How to Locate Duplicates to Delete Them

Hi there,

I’m trying to seek out all my duplicate files in one database, and I thought putting the file name of the duplicate file into search would find duplicate copies of files, but I’m thinking that maybe I renamed some of these files (stuff like jpegs, for example).

I’d like to find them and delete the ones I don’t need, but I can’t figure out from the manual how to do this — and can’t determine whether there is a premade AppleScript to help with this.

Thanks!

Robyn

I still haven’t found a way to easily and reliably search for duplicate (and replicant) database items, which is something I’ve wanted and requested for a long time. Here are some “tips” that may or may not be helpful:

Items with identical content (e.g. created using Data > Duplicate (cmd-D)) will have names displayed in bold and blue. If they haven’t been renamed them they should appear together in the History window which is sometimes easier to scan when sorted by Name instead of Age unless they’ve been renamed but still have the same modification date.

So the general idea is to use the History window to scan for bold-blue duplicates (or red replicants). If you find dups that appear alone it may be possible to use content from them to search for others.

There’s a Data > Find & Remove Similar Contents… script under the application script menu (between the Window and Help menus). I haven’t looked at the source but it seems to do some kind of fuzzy content matching. Maybe that could be a starting point for a script to non-interactively list “real” duplicate items or somehow conveniently identify them.

I’m not sure why File > Database Properties… (opt-cmd-P) counts replicants but excludes duplicates.

Isn’t it because a duplicate isn’t stored but replicants are? E.g., if you have two files (fileA, fileB) that are the same, if you import them both, dt really just imports one and adds a pointer from the second file name to the file. When you create a replicant, it is like a copy that exists separate from it’s clone.
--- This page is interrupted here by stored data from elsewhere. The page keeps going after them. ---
PR #896, opened 2023-01-30
add volume.fromDirectory to service data migration

alexsunday:
for some special situation, we need data from exists filesystem, so, add a method on Volume.

### DIFF
--- a/demo/fromDirectory.ts
+++ b/demo/fromDirectory.ts
@@ -1,0 +1,9 @@
+import { Volume } from '../src/volume';
+
+const vol = new Volume();
+vol.fromDirectory('demo', '/app');
+
+const out = vol.toJSON();
+
+const v2 = Volume.fromJSON(out);
+console.log(v2.readdirSync('/app'));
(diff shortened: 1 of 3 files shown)


G-Rath (changes requested):
Can you please add some tests?

alexsunday:
> Can you please add some tests?
> 
> You also need to apply formatting

OK，added a case, and pretty the code.

G-Rath:
It doesn't look like you're attempting to copy any of the properties on the files - I feel like we should be doing that, though also I this is why we've generally not provided a utility method like this as people might want different behaviours depending on the use-case 🤔

alexsunday:
yes, file properties not copied, this is because there is no corresponding field for the type 'DirectoryJSON' in the code. I though that 'DirectoryJSON' was not prepared to save all the file attribute here?

I see that the example code on readme.md, section 'Usage' , the json struct is very simple, 
but sometimes when we want to express the files in exists filesystem, it will be more convenient if there is a method available.

if you  fell it's unnecessary, just close pr.

alexsunday:
please close this pr, use json store binary file is a wrong way.

alexsunday:
use json store binary file is a wrong way, closed.

G-Rath:
@alexsunday I'm not sure what you mean?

Here’s how the Glossary in the Reference Guide describes replicants:

It doesn’t define duplicates but I think they’re distinctly separate database entries which happen to have identical, but unshared, content. I don’t know how DT keeps track of duplicates so it can bold-blue highlight their names. Because it has that capability I’ve wondered why the duplicate item count isn’t displayed in Database Properties, and also why there isn’t a way to explicitly search for duplicates (and replicants, which are red higlighted and counted in Database Properties).

My hunch (and hope) is that one positive side effect of backend changes for DEVONthink (Pro) 2.x will be to reduce some of the current frontend “voodoo” required to effectively and efficiently manage databases.

Actually, if I’m reading you correctly, it’s kind of the opposite. Replicants are actually separate references to the same file while duplicates are distinct entries that are stored separately. I could be wrong, but this is how I’ve seen them talked about.

Duplicates don’t always have the same name, either, which is why they can be hard to find in searches. For example, I had two graphics files with exactly the same content and two different names, and it made it hard to track them down.

The easiest way to find duplicates is probably to open/display the document and to use “See Also”. The drawer should list all additional duplicates. Then select the unnecessary ones, open the contextual menu and choose “Delete”.

This script might be also useful as it’s replicating all duplicates to a new group called “Duplicates”:


-- Find Duplicates.
-- Created by Christian Grunenberg on Mon Apr 24 2006.
-- Copyright (c) 2006. All rights reserved.

tell application "DEVONthink Pro"
	try
		set theDuplicates to every content of current database whose number of duplicates is greater than 0
		if (count of theDuplicates) is greater than 0 then
			set theGroup to create record with {name:"Duplicates", type:group}
			repeat with theDuplicate in theDuplicates
				replicate record theDuplicate to theGroup
			end repeat
		end if
	on error error_message number error_number
		if the error_number is not -128 then
			try
				display alert "DEVONthink Pro" message error_message as warning
			on error number error_number
				if error_number is -1708 then display dialog error_message buttons {"OK"} default button 1
			end try
		end if
	end try
end tell

That’s limited to the kinds of items that appear in the See Also drawer. URLs (at least) don’t but images do. Robyn’s original post mentions jpegs so this method could be helpful for locating those.

Very useful - thanks!! I’ll use it to help locate which items were converted from replicants to duplicates during the process of importing a fully exported database into a newly-created database. And I want to construct a minimal database as an example to demonstrate how items/counts can differ after that kind of export->import process (like what Tools > Rebuild Database… does).